In a call with Grover founder and CEO Michael Cassau, he told me the new capital will be used to expand the company’s market leadership in Germany and re-boot international expansion in a bid to continue a current revenue growth rate of 20 percent per month. He said the startup had taken the decision in early 2017 to focus on Germany, temporarily abandoning internationalization, after it had signed a major partnership with German e-retailer MediaMarkt. It has since also partnered with Saturn, Gravis, Conrad, and Tchibo.
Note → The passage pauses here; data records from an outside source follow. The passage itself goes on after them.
PR #388, opened 2019-11-11
DLPX-67184 migration: dx_apply should call dx_delete to cleanup previous state

pzakha:
`dx-delete` will restore the old bootloader menu before the Linux dataset was dx-applied, effectively removing all the new linux entries.

Regarding the cleanup of `rpool/ROOT`, dx-delete takes care of it, so we can remove the now redundant logic.

## Testing 
ab-pre-push: http://selfservice.jenkins.delphix.com/job/devops-gate/job/master/job/appliance-build-orchestrator-pre-push/2414/

### DIFF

This sees Grover become a checkout option, alongside other payment buttons or financing offers. That way a customer can choose to rent a tech product via their favourite online store powered by Grover. Behind the scenes, Grover actually buys the product from the retailer, having put agreements in place with regards to what products fit the Grover model and aren’t already overstocked by Grover.

Alternatively, in some instances, Grover has a “re-circulation” deal in place so that a retailer can continue offering Grover as an option even if Grover has enough inventory already, and instead take a share of future subscription income. This works particularly well for slightly older products or items that are diminishing in popularity.

In addition to growing in Germany and future international ambitions, Cassau says that the startup plans to invest in the user experience of Grover, suggesting that it has room for improvement. This will include developing “new and innovative usage models,” while he also conceded that with further scale the company can get more customer aligned in terms of the products on offer and its subscription pricing.

At some point, if Grover’s subscription model becomes compelling enough, it’s hoped that purchasing many tech products will become so unattractive as to create Netflix-level changes in consumption behaviour. Or, at least, that’s the aim. In my case, that would mean spending far less time recycling things like smartphones and music technology gear on eBay as I tread a well-trodden and perpetual upgrade path.